WHAT ARE THE PERCEPTIONS OF DEMENTIA CAREGIVING AND HELP-SEEKING AMONG PROSPECTIVE KOREAN CAREGIVERS?

Abstract

Providing care to a family member with dementia is associated with many physical and emotional issues, which include social isolation and financial burdens. Immigrant caregivers, especially in the Korean community, are not an exception in this matter. Despite the increasing number of Korean immigrants and Korean Canadians with family caregivers in Canada, little research has been done to explore how people with multi- or cross-cultural values, specifically Koreans, understand dementia caregiving, and what their help-seeking patterns are in Canada. The purpose of this research is to examine: 1) How do Koreans living in Montreal conceive the role of family and other social supports in the provision of care to people living with dementia? 2) What are the commonalities and differences in providing care to family members with dementia among prospective Koreans caregivers? This study used phenomenological approaches and purposeful sampling for data collection. In depth semi-structured interviews were conducted with eight prospective Korean caregivers (both immigrants and Canadian-born people Korean of ethnic origin). All interviews were tape recorded transcribed and analyzed.
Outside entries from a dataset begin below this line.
PR #766, opened 2019-11-20
Remove old Discovery Manager From Eclipse

stefaus:
This PR extends the `XMPPContactsService` by the retrieval of contact client features via the new `DiscoveryService` instead of the old `DiscoveryManager` and makes this information available as an attribute of an XMPPContact object.
This allows to remove the usage of the old `DiscoveryManager` outside of `saros.core`.

PR #630, opened 2019-08-07
New Contact Service and First Eclipse usage

stefaus:
First of all, Sorry for the patch size!

### Patch 1 is a completly new package providing a unified contact service

This contact service is called XMPPContactsService and listens on all connection and roster changes. It provides methods for accessing the current contact lists consisting of XMPPContact objects.

XMPPContact objects identify a contact by its base JID, remain the same object reference during a connection, and are updated by the XMPPContactsService when events occur. This way a object reference can be passed in the system and provide updated informations about availability, the Saros Resource or Nickname without the need of an additional service injection / query. This obsoletes additional UI logic to call the DiscoveryManager on changes, etc.

An XMPPContact returns a ContactStatus that bundles a new presence type that is a simplified view of all possible states that XMPP allows.

Instead of using the existing DiscoveryManager or RosterTracker, I decided to reimplement these features. This allows better predictability of concurrent events, and was easier than extending and refactoring them. This way their usage can probably faded out.

### Patch 2 replaces logic in the Eclipse saros.ui.model.roster package and some referencing parts

The RosterContentProvider was listing to roster updates, triggering feature queries and filtered the results. This is now replaced by the XMPPContactsService. Additionally some Smack references are already removed.

The goal of these patches is to create a good starting point for removing XMPP logic in the UI packages. It obsoletes implementations like in eclipse, html with saros.ui.core_facades and the roster handling in IntelliJ.

PR #847, opened 2020-02-26
Exchange Feature Info via Version Manager

stefaus:
The context of this PR is to add a generic way to share information like a Skype name outside of a session. Additionally add a platform info like eclipse or intellij to allow client checks.

### Current behavior
After xmpp connect a simple available presence update is send to the server.
When a available presence update of other contacts is retrieved, a service discovery via `DiscoveryService` is done. This returns a list of strings which is checked for 'saros' and 'saros.server'.
A version check is done via `VersionManager` at session start.

### Proposal
Remove the discovery service logic and use the `VersionManager` like [@srossbach already proposed](https://github.com/saros-project/saros/pull/766#issuecomment-558698991) to handle features. This allows to exchange key-value lists, include information like a Skype username and remove extra Skype info messages.

The `VersionManager` uses a saros specific message and a different client would just not response and this would work. But this behavior like the current discovery logic leads to a message flood to all available contacts and should be avoided.
[XEP-115](https://xmpp.org/extensions/xep-0115.html) proposes a way to exchange version information already via presence updates. This allows to get info about the client (saros), platform (like eclipse) and version string (like 15.0.0.dev) at time of contact availability. This limits the need to send version exchange requests to saros clients.

A thing to discuss is if the current version compatibility logic is needed.
The logic to check backwards compatibility in server→client and client→server direction may be working but is currently never used.
As @tobous mentioned a different qualifier should already make clients incompatible e.g. to avoid problems using different builds.
So a proposal would be to check if the complete version string matches and later if needed add a logic that allows compatibility within the same patch level or some other simple logic.

@srossbach @tobous @m273d15 any input on this?


saros-infrastructure:


```diff

Complexity increasing per file
==============================
- core/src/saros/versioning/ClientInfo.java  3
         

Complexity decreasing per file
==============================
+ eclipse/src/saros/communication/SkypeManager.java  -2
         
```


See the complete overview on [Codacy](https://app.codacy.com/manual/Saros/saros/pullRequest?prid=5072803&bid=16689379)

m273d15:
> Remove the discovery service logic and use the VersionManager like @srossbach already proposed to handle features. This allows to exchange key-value lists, include information like a Skype username and remove extra Skype info messages.

I like the idea, but we should think about renaming and restructuring the code. A VersionExchangeExtension/VersionManager that is used to share the skype name (or other information that is shared in the future) might confuse developers. I think the perspective (and code structure) should be "It is a general feature for sharing client-specific information that is also used to share the version" instead of "It is a feature for sharing the version information that is also used to share general information".

> So a proposal would be to check if the complete version string matches and later if needed add a logic that allows compatibility within the same patch level or some other simple logic.

I think this solution would be sufficient for our current needs :+1:

stefaus:
> we should think about renaming and restructuring the code
Yes definitely! First thought (see todo remark at `VersionManager`) was to name it feature manager, but maybe better something in ClientInfoManager direction.

srossbach:
I do not like the approach of encoding / decoding the client capabilities (platform, version) into the node element of the presence extension. This is not the purpose of XEP-115.

The purpose of this extension is to generate a node and ver pair so you can lookup the supported features in your cache (did you even configure it ? see https://github.com/igniterealtime/Smack/blob/master/smack-extensions/src/main/java/org/jivesoftware/smackx/caps/EntityCapsManager.java#L265 but I do not know if Smack sets a default one) and so reduce packet sending and replies.

stefaus:
Yeah, I should have written that XEP-115 allows first of all to get a client name (in node element, which should be a URI) and a hash over service discovery values.
So according to the XEP draft this should just be something like "https://saros-project.org".
The hacky thing I done here is to add platform and version separated by whitespace.
If changed to a "/" we could use "https://saros-project.org/eclipse/15.0.0.dev" as URI and this would be more or less fine.

Using Caps Management just makes sense if service discovery is used. As as I understand your view this is the thing you wanted to avoid.
So my thought for including the version was to avoid the disco request. But as the version message is easy and should be stable just knowing that a client is a saros client is good enough.

---
So how about just "https://saros-project.org" as node, remove service discovery stuff and put platform and version into the version manager message?

srossbach:
I guess that it is the best approach. Using a simple node name to indicate that this is a Saros client (either a server or a normal one). The remaining data should be exchanged through IQ packets (or whatever the underlying network layer is), i.e there is central manager that broadcasts or requests several configurations (e.g version, skype name, whatever). We basically just have to decide if we push our data to other clients or if other clients will always pull us.

E.g you call VersionManager.requestVersion(contact) which will call some implementation of XYZFeatureBlaBla.getVersion(contact) which can then decide based on the node name if it even starts sending a packet to the destination or not.

stefaus:
I updated the code.
- as talked about in the Stand-Ups the Version Compatibility stuff is simplified to just check if the Version matches
  - to include a check for qualifier and platform is part of a later PR
- changed the Request/Get version handling to push the information to all contacts that are/become available and have saros support; This way a info like skypename is already available when the contact context menu is opened
- moved the skypename and server feature exchange to the VersionManager
- changed the check for saros availability from DiscoveryService to exchange via Caps Presence Extention
- removed stuff like DiscoveryService and ResourceFeature
- as compatibility with older versions is bricked here anyway, added NamedMapConverter to xstream for a shorter and better to read Map conversion
- Not included now for readability: would rename `VersionManager` to `InfoManager` and the package `saros.versioning` to `saros.communication.info`

core/src/saros/communication/extensions/VersionExchangeExtension.java
```diff
@@ -1,54 +0,0 @@
-package saros.communication.extensions;
```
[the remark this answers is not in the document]
stefaus: yes this whole pr breaks compatibility, but @tobous, @m273d15 and i are fine with that

older clients will newer think about sending this packet because, as the `saros` feature is removed from service discovery, they will not see saros support.

core/src/saros/misc/xstream/XStreamExtensionProvider.java
```diff
@@ -99,6 +100,27 @@ public XStreamExtensionProvider(String namespace, String elementName, Class<?>..
 
     xstream.registerConverter(BooleanConverter.BINARY);
     xstream.registerConverter(new UrlEncodingStringConverter());
+
+    /*
+     * set map conversion format to
```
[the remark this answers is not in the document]
stefaus: not necessary, but because this pr breaks compatibility anyway a chance to increase readability of our xmpp messages and make them shorter

so already changing this breaks the whole compatibility because old `VersionExchangeExtension` couldn't be parsed

core/src/saros/net/xmpp/XMPPConnectionService.java
```diff
@@ -34,6 +38,8 @@
  */
 @Component(module = "net")
 public class XMPPConnectionService {
+  public static final String XMPP_CLIENT_IDENTIFIER = "https://saros-project.org";
```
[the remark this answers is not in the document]
stefaus: I don't think so, if another protocol would use a different naming we wouldn't use it.
The resource part is also xmpp specific and should move to `saros.net.xmpp`

core/src/saros/versioning/VersionManager.java
```diff
@@ -1,330 +1,184 @@
...
-
-    final Version currentVersion = localVersion;
+  public void setLocalInfo(String key, String value) {
+    Objects.requireNonNull(key, "key is null");
+
+    if (value == null) localInfo.remove(key);
+    else localInfo.put(key, value);
+
+    if (remoteInfo.isEmpty()) return;
+    dispatchThread.executeAsDispatch(
```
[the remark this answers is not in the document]
stefaus: I just looked till
https://github.com/saros-project/saros/blob/f13bdc3ea5c5d295428c01db145bd8d5a41e189d/core/src/saros/net/internal/XMPPTransmitter.java#L131

and thought that synchronized doesn't look good.

I was thinking that I don't want to hang the ui on changing for example the skype name in prefs and remembered you mentioning this https://github.com/saros-project/saros/pull/630#discussion_r312391180

Could you explain where do you see something leaking, I don't see what you mean by internal stuff.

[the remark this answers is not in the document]
srossbach: ```sendPacket``` do not block even it is synchronized. The only reason the DispatchThread is visible outside the network package is so skip serialization if you send messages to yourself (the only access in the ActitvitySequencer). The only thing that had to be synchronized is the setting and sending. Otherwise you could trigger a send on contact update, generate a packet which is not send yet, then you set something and this packet is transmitted and afterwards the old packet is transmitted (guess that will never happen but theoretically it could).

srossbach:
> 
> 
> > Changing the version comparison logic should not be part of this PR.
> 
> I could but it shouldn't be merged without theses other changes, because this whole pr breaks compatibility multiple times (remove of COMPATIBILITY_KEY, rename message, remove of servicediscovery, xstream maps).

I do not think it matters what patch will break the versioning. Looking at the first 2 commits (that should be part of its own PR) of this PR I think it is sufficient to just set the COMPATIBILITY_KEY value in the response always to: TOO_OLD.

The XML is currently pretty bad formatted and some packet extensions could need an overhaul anyway. So I think it is pretty good to break any compatibility for now. Or did you plan to make a release in the near future (@tobous any plans regarding IntelliJ ?)

core/src/saros/versioning/VersionManager.java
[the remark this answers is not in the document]
stefaus: Ok, I removed the DispatchThread.

saros-infrastructure:


```diff

Issues
======
+ Solved 4
- Added 2
           

Complexity increasing per file
==============================
- core/src/saros/communication/extensions/InfoExchangeExtension.java  2
- core/src/saros/versioning/ClientInfo.java  4
         

Complexity decreasing per file
==============================
+ eclipse/src/saros/ui/eventhandler/ServerPreferenceHandler.java  -1
+ eclipse/src/saros/communication/SkypeManager.java  -2
+ server/src/saros/server/net/ServerFeatureAdvertiser.java  -1
         
```


See the complete overview on [Codacy](https://app.codacy.com/manual/Saros/saros/pullRequest?prid=5072803&bid=16689379)

tobous:
@stefaus For future reference: When you create a stacked pull request (i.e. a PR not based on the master), you have to tell codacy to analyze the base branch (see [settings](https://app.codacy.com/manual/Saros/saros/settings/branches)) beforehand as it otherwise can't run for the PR.

If you forgot, you can simply restart the codacy run after enabling the base branch analysis.

I have already done this for this PR.

core/src/saros/versioning/VersionManager.java
```diff
@@ -27,188 +32,144 @@
...
-                    if (versionExchange == null) return false;
+    return Optional.ofNullable(clientInfo.getInfo(key));
+  }
 
-                    return rqJID.toString().equals(packet.getFrom())
-                        && ((IQ) packet).getType() == IQ.Type.RESULT
-                        && exchangeID.equals(versionExchange.get(ID_KEY));
-                  }
-                }));
+  private void sendVersionInfo(XMPPContact contact) {
```
srossbach: Small info that non Saros contacts are ignored would be nice.

core/src/saros/versioning/VersionManager.java
```diff
@@ -27,188 +32,144 @@
...
+          contact.ifPresent(remoteInfo::remove);
+        } else if (updateType == UpdateType.NOT_CONNECTED) {
+          remoteInfo.clear();
         }
       };
 
   public VersionManager(
-      @SarosVersion String version, final IReceiver receiver, final ITransmitter transmitter) {
-
+      @SarosVersion String version,
```
srossbach: As @m273d15 already said, you are mixing concerns. This no longer just a VersionManager. In fact the whole versionlogic is now more or less a one-liner in that class.

eclipse/src/saros/communication/SkypeManager.java
```diff
@@ -4,199 +4,48 @@
...
-      };
-
-  public SkypeManager(XMPPConnectionService connectionService, IPreferenceStore preferenceStore) {
-    this.connectionService = connectionService;
+  public SkypeManager(VersionManager versionManager, IPreferenceStore preferenceStore) {
+    this.versionManager = versionManager;
     this.preferenceStore = preferenceStore;
-    this.connectionService.addListener(this);
+
+    versionManager.setLocalInfo(PreferenceConstants.SKYPE_USERNAME, getLocalSkypeName());
```
srossbach: Seems we have to implement startable to the container. Actually this is "heavy" work, at least it seems so, because nothing it actually send at that point anyway. Maybe add an TODO ?

saros-infrastructure:


```diff

Issues
======
+ Solved 1
- Added 3
           

Complexity increasing per file
==============================
- core/src/saros/communication/info/ClientInfo.java  4
- core/src/saros/communication/info/VersionCompatibilityResult.java  1
- core/test/junit/saros/communication/info/InfoManagerTest.java  1
- core/src/saros/communication/info/Compatibility.java  4
- eclipse/src/saros/ui/eventhandler/ServerPreferenceHandler.java  2
- core/src/saros/communication/info/Version.java  11
- core/src/saros/communication/extensions/InfoExchangeExtension.java  2
- core/src/saros/communication/info/InfoManager.java  5
         

Complexity decreasing per file
==============================
+ server/src/saros/server/net/ServerFeatureAdvertiser.java  -1
+ eclipse/src/saros/communication/SkypeManager.java  -2
         
```


See the complete overview on [Codacy](https://app.codacy.com/manual/Saros/saros/pullRequest?prid=5072803&bid=16689379)

core/src/saros/net/xmpp/contact/DiscoveryService.java
```diff
@@ -1,114 +0,0 @@
...
-import saros.net.xmpp.JID;
-import saros.util.NamedThreadFactory;
-
-/**
- * A Simple Service to get and cache {@link ResourceFeature} Support of XMPP resources.
- *
- * <p>All methods are non-blocking and run in a separate thread, which should be stopped after usage
- * via {@link #stop()}.
- */
-class DiscoveryService {
```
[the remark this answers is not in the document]
stefaus: The old DiscoveryManager is already removed since #806

core/src/saros/versioning/VersionManager.java
stefaus: done

saros-infrastructure:


```diff

Issues
======
+ Solved 1
- Added 3
           

Complexity increasing per file
==============================
- core/src/saros/communication/info/Version.java  11
- core/src/saros/communication/info/VersionCompatibilityResult.java  1
- core/src/saros/communication/info/Compatibility.java  4
- core/test/junit/saros/communication/info/InfoManagerTest.java  1
- eclipse/src/saros/ui/eventhandler/ServerPreferenceHandler.java  2
- core/src/saros/communication/extensions/InfoExchangeExtension.java  2
- core/src/saros/communication/info/InfoManager.java  5
- core/src/saros/communication/info/ClientInfo.java  4
         

Complexity decreasing per file
==============================
+ eclipse/src/saros/communication/SkypeManager.java  -2
+ server/src/saros/server/net/ServerFeatureAdvertiser.java  -1
         
```


See the complete overview on [Codacy](https://app.codacy.com/manual/Saros/saros/pullRequest?prid=5072803&bid=16689379)

core/src/saros/versioning/VersionManager.java
stefaus: As I have written: >Not included now for readability: would rename VersionManager to InfoManager and the package saros.versioning to saros.communication.info

I added a Commit renaming the Class and package.

eclipse/src/saros/communication/SkypeManager.java
stefaus: Do you mean for the `preferenceStore.addPropertyChangeListener`?
We could add it but does it have a impact?

saros-infrastructure:


```diff

Issues
======
+ Solved 1
- Added 3
           

Complexity increasing per file
==============================
- eclipse/src/saros/ui/eventhandler/ServerPreferenceHandler.java  2
- core/src/saros/communication/info/Version.java  11
- core/src/saros/communication/extensions/InfoExchangeExtension.java  2
- core/src/saros/communication/info/InfoManager.java  5
- core/src/saros/communication/info/Compatibility.java  4
- core/src/saros/communication/info/VersionCompatibilityResult.java  1
- core/test/junit/saros/communication/info/InfoManagerTest.java  1
- core/src/saros/communication/info/ClientInfo.java  4
         

Complexity decreasing per file
==============================
+ eclipse/src/saros/communication/SkypeManager.java  -2
+ server/src/saros/server/net/ServerFeatureAdvertiser.java  -1
         
```


See the complete overview on [Codacy](https://app.codacy.com/manual/Saros/saros/pullRequest?prid=5072803&bid=16689379)

core/src/saros/communication/info/InfoManager.java
```diff
@@ -0,0 +1,182 @@
...
+import saros.net.xmpp.contact.XMPPContact;
+import saros.net.xmpp.contact.XMPPContactsService;
+
+/**
+ * Component for figuring out whether two Saros plug-in instances with known Version are compatible
+ * and to exchange Infos outside of Sessions.
+ *
+ * <p>This class compares if local and remote version (not checking qualifier) are the same.
+ *
+ * <p>If you want to implement backward compatibility in a later version, as a suggestion:
```
srossbach: This is not very helpful as Javadoc. Guess it is better to just use a simple comment here.

core/src/saros/communication/info/InfoManager.java
```diff
@@ -0,0 +1,182 @@
...
+  /**
+   * Determines the version compatibility with the given peer.
+   *
+   * @param rqJID the resource qualified JID of the peer
+   * @return the {@link VersionCompatibilityResult VersionCompatibilityResult}
+   */
+  public VersionCompatibilityResult determineVersionCompatibility(JID rqJID) {
+    Version remoteVersion =
+        contactsService
+            .getContact(rqJID.getRAW())
```
srossbach: It doesn't seem to matter if you use a FQ JID or not. I guess you could also use the FQJID of an instant messager and would get the Saros version as long as the user is also connected with a Saros client.

core/src/saros/communication/info/InfoManager.java
stefaus: done

core/src/saros/communication/info/InfoManager.java
stefaus: yes, changed to jid

saros-infrastructure:


```diff

Issues
======
+ Solved 1
- Added 3
           

Complexity increasing per file
==============================
- core/src/saros/communication/info/ClientInfo.java  4
- core/src/saros/communication/info/VersionCompatibilityResult.java  1
- core/src/saros/communication/info/Compatibility.java  4
- eclipse/src/saros/ui/eventhandler/ServerPreferenceHandler.java  2
- core/src/saros/communication/info/InfoManager.java  5
- core/src/saros/communication/info/Version.java  11
- core/src/saros/communication/extensions/InfoExchangeExtension.java  2
- core/test/junit/saros/communication/info/InfoManagerTest.java  1
         

Complexity decreasing per file
==============================
+ server/src/saros/server/net/ServerFeatureAdvertiser.java  -1
+ eclipse/src/saros/communication/SkypeManager.java  -2
         
```


See the complete overview on [Codacy](https://app.codacy.com/manual/Saros/saros/pullRequest?prid=5072803&bid=16689379)

saros-infrastructure:


```diff

Issues
======
+ Solved 1
- Added 3
           

Complexity increasing per file
==============================
- core/src/saros/communication/info/Version.java  11
- eclipse/src/saros/ui/eventhandler/ServerPreferenceHandler.java  2
- core/src/saros/communication/info/ClientInfo.java  4
- core/src/saros/communication/info/Compatibility.java  4
- core/test/junit/saros/communication/info/InfoManagerTest.java  1
- core/src/saros/communication/info/VersionCompatibilityResult.java  1
- core/src/saros/communication/info/InfoManager.java  5
- core/src/saros/communication/extensions/InfoExchangeExtension.java  2
         

Complexity decreasing per file
==============================
+ eclipse/src/saros/communication/SkypeManager.java  -2
+ server/src/saros/server/net/ServerFeatureAdvertiser.java  -1
         
```


See the complete overview on [Codacy](https://app.codacy.com/manual/Saros/saros/pullRequest?prid=5072803&bid=16689379)

server/src/saros/server/net/ServerFeatureAdvertiser.java
```diff
@@ -1,46 +1,19 @@
...
-  }
-
-  private static void advertiseServerFeature(Connection connection) {
-    LOG.info("Starting to advertise ourselves as server");
-
-    ServiceDiscoveryManager discoveryManager = ServiceDiscoveryManager.getInstanceFor(connection);
-
-    discoveryManager.addFeature(ResourceFeature.SAROS_SERVER.getIdentifier());
+  public ServerFeatureAdvertiser(VersionManager versionManager) {
+    versionManager.setLocalInfo(PreferenceConstants.SERVER_SUPPORT, Boolean.TRUE.toString());
```
tobous: Don't you already do this in the `ServerPreferenceHandler`? Why is this logic present twice?

Or is the `ServerPreferenceHandler` the unnecessary one? According to my IDE, it is never referenced/used.

core/src/saros/net/xmpp/XMPPConnectionService.java
```diff
@@ -272,6 +284,15 @@ public synchronized void connect(
     }
   }
 
+  private void sendAvailablePresenceWithClientIdentifier() {
+    String ver = EntityCapsManager.getInstanceFor(connection).getCapsVersion();
+    CapsExtension caps = new CapsExtension(XMPP_CLIENT_IDENTIFIER, ver, "sha-1");
```
tobous: Move hashing algorithm choice to static constant to make it easier to notice when looking at the class?

core/src/saros/net/xmpp/contact/XMPPContact.java
```diff
@@ -226,19 +205,15 @@ boolean setNickname(String newNickname) {
...
 
-    Optional<Resource> oldResource =
-        resources.stream().filter(r -> compareRawJid(r.fullJid, fullJid)).findFirst();
-    oldResource.ifPresent(resources::remove);
-    resources.add(
-        new Resource(
-            fullJid,
-            status,
-            oldResource.map(r -> r.features).orElse(EnumSet.noneOf(ResourceFeature.class))));
+    resources.stream().filter(r -> compareRawJid(r.fullJid, fullJid)).map(resources::remove);
```
tobous: Does removing an element from a collection inside a stream operation work or can this also lead to `ConcurrentModificationExceptions`?

Use `removeIf()` instead?

Also, the new logic removes all matching entries while the old logic only removed the first found entry. Does this make a difference or is there always only one match?

core/test/junit/saros/communication/info/InfoManagerTest.java
```diff
@@ -19,28 +19,29 @@
...
 
   private ITransmitter aliceTransmitter;
-  private ITransmitter bobTransmitter;
-
   private IReceiver aliceReceiver;
-  private IReceiver bobReceiver;
-
-  private VersionManager versionManagerRemote;
-  private VersionManager versionManagerLocal;
+  private XMPPContactsService aliceContactsService;
```
tobous: Make local variable in `init` method as it is not used otherwise?

saros-infrastructure:


```diff

Issues
======
+ Solved 1
- Added 2
           

Complexity increasing per file
==============================
- core/src/saros/communication/extensions/InfoExchangeExtension.java  2
- eclipse/src/saros/ui/eventhandler/ServerPreferenceHandler.java  2
- core/test/junit/saros/communication/info/InfoManagerTest.java  1
- core/src/saros/communication/info/Compatibility.java  4
- core/src/saros/communication/info/InfoManager.java  5
- core/src/saros/communication/info/ClientInfo.java  4
- core/src/saros/communication/info/Version.java  11
- core/src/saros/communication/info/VersionCompatibilityResult.java  1
         

Complexity decreasing per file
==============================
+ server/src/saros/server/net/ServerFeatureAdvertiser.java  -1
+ eclipse/src/saros/communication/SkypeManager.java  -2
         
```


See the complete overview on [Codacy](https://app.codacy.com/manual/Saros/saros/pullRequest?prid=5072803&bid=16689379)

saros-infrastructure:


```diff

Issues
======
+ Solved 1
- Added 1
           

Complexity increasing per file
==============================
- core/src/saros/communication/info/InfoManager.java  5
- core/src/saros/communication/info/VersionCompatibilityResult.java  1
- core/src/saros/communication/extensions/InfoExchangeExtension.java  2
- core/src/saros/communication/info/ClientInfo.java  4
- core/src/saros/communication/info/Compatibility.java  4
- core/test/junit/saros/communication/info/InfoManagerTest.java  1
- core/src/saros/communication/info/Version.java  11
         

Complexity decreasing per file
==============================
+ server/src/saros/server/net/ServerFeatureAdvertiser.java  -1
+ eclipse/src/saros/communication/SkypeManager.java  -2
         
```


See the complete overview on [Codacy](https://app.codacy.com/manual/Saros/saros/pullRequest?prid=5072803&bid=16689379)

core/src/saros/net/xmpp/contact/XMPPContact.java
stefaus: There is always only one match, it worked but was a quick change. Changed to removeIf

core/src/saros/net/xmpp/XMPPConnectionService.java
stefaus: done

core/src/saros/communication/extensions/VersionExchangeExtension.java
```diff
@@ -19,30 +20,19 @@
...
    *
-   * @param key the key whose associated value is to be returned
-   * @return the value to which the specified key is mapped, or null if this map contains no mapping
-   *     for the key
+   * @return data map
    */
-  public String get(String key) {
-    return data.get(key);
+  public Map<String, String> getData() {
+    return data;
```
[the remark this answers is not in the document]
stefaus: changed

core/src/saros/versioning/VersionManager.java
```diff
@@ -1,214 +1,145 @@
...
+  private final ConcurrentHashMap<String, String> localInfo = new ConcurrentHashMap<>();
+  private final ConcurrentHashMap<XMPPContact, ClientInfo> remoteInfo = new ConcurrentHashMap<>();
+
+  private final PacketListener versionInfoListener =
+      packet -> {
+        log.debug("received version info from " + packet.getFrom());
+        handleInfo(packet);
+      };
+
+  private final IContactsUpdate contactsUpdateListener =
```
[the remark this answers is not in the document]
stefaus: yes, it will receive an update for the old resource going offline, and the new becoming available.

core/src/saros/versioning/VersionManager.java
```diff
@@ -102,6 +105,38 @@ public VersionCompatibilityResult determineVersionCompatibility(JID jid) {
...
+   */
+  public void setLocalInfo(String key, String value) {
+    Objects.requireNonNull(key, "key is null");
+
+    if (value == null) localInfo.remove(key);
+    else localInfo.put(key, value);
+
+    if (remoteInfo.isEmpty()) return;
+    // send new info to all known online contacts
+    Enumeration<XMPPContact> contacts = remoteInfo.keys();
```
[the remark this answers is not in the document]
stefaus: no, changed it

eclipse/src/saros/communication/SkypeManager.java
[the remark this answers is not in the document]
stefaus: I added a check, but don't think its important here.

Same doesn't work for the listener because we want to update if the skypename was removed.

core/src/saros/communication/info/InfoManager.java
```diff
@@ -0,0 +1,179 @@
...
+import saros.net.xmpp.contact.XMPPContactsService;
+
+/**
+ * Component for figuring out whether two Saros plug-in instances with known Version are compatible
+ * and to exchange Infos outside of Sessions.
+ *
+ * <p>This class compares if local and remote version (not checking qualifier) are the same.
+ */
+@Component(module = "core")
+public class InfoManager {
```
m273d15: What do you think about splitting the class into two classes:
* InfoManager providing the general methods for exchanging information
* VersionManager using the InfoManager to provide methods for exchanging the versions and determining compatibility

srossbach: I would suggest the same as.

stefaus: Yes, that's a good idea, and I've changed it accordingly.

saros-infrastructure:


```diff

Issues
======
+ Solved 3
- Added 8
           

Complexity increasing per file
==============================
- core/src/saros/communication/extensions/InfoExchangeExtension.java  2
- core/src/saros/communication/InfoManager.java  5
         

Complexity decreasing per file
==============================
+ server/src/saros/server/net/ServerFeatureAdvertiser.java  -1
+ core/src/saros/versioning/VersionManager.java  -2
+ eclipse/src/saros/communication/SkypeManager.java  -2
         
```


See the complete overview on [Codacy](https://app.codacy.com/manual/Saros/saros/pullRequest?prid=5072803&bid=16689379)

saros-infrastructure:


```diff

Issues
======
+ Solved 3
- Added 1
           

Complexity increasing per file
==============================
- core/src/saros/communication/extensions/InfoExchangeExtension.java  2
- core/src/saros/communication/InfoManager.java  5
         

Complexity decreasing per file
==============================
+ server/src/saros/server/net/ServerFeatureAdvertiser.java  -1
+ eclipse/src/saros/communication/SkypeManager.java  -2
+ core/src/saros/versioning/VersionManager.java  -2
         
```


See the complete overview on [Codacy](https://app.codacy.com/manual/Saros/saros/pullRequest?prid=5072803&bid=16689379)

core/src/saros/communication/InfoManager.java
```diff
@@ -0,0 +1,140 @@
...
+/**
+ * This Component exchanges information in a key-value form with other contacts outside of Sessions.
+ *
+ * <p>Every info set via {@link #setLocalInfo(String, String)} is send / updated to available
+ * contacts with Saros support. Retrieval of available data with {@link #getRemoteInfo(XMPPContact,
+ * String)}.
+ */
+public class InfoManager {
+  private class ClientInfo {
+    private final Map<String, String> infos;
```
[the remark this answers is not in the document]
stefaus: I removed in the mean time because it has not a big value and I use ClientInfo mainly to avoid `Map<XMPPContact, Map<String, String>>` but yes probably better to keep it.

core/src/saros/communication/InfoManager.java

Several methods were used to ensure the trustworthiness of the study, including transferability, dependability, credibility, and confirmability. Analysis of these interviews found three emerging themes which related to prospective Korean caregivers’ perceptions of dementia caregiving and social support. Three emerging themes were following: 1) the importance of family care; 2) the roles of the Korean church as a support system; 3) ability to find resources and help from outside of the family. Findings from this study suggest that service providers are crucial to the provision of services to primary caregivers as well as their family members. Service providers who have different cultural backgrounds should first attempt to understand their clients’ family values and then offer information to family members regarding how to engage in caregiving. In doing so, caregivers and their family members can not only reduce their levels of care burden but also provide better care to their loved ones with dementia.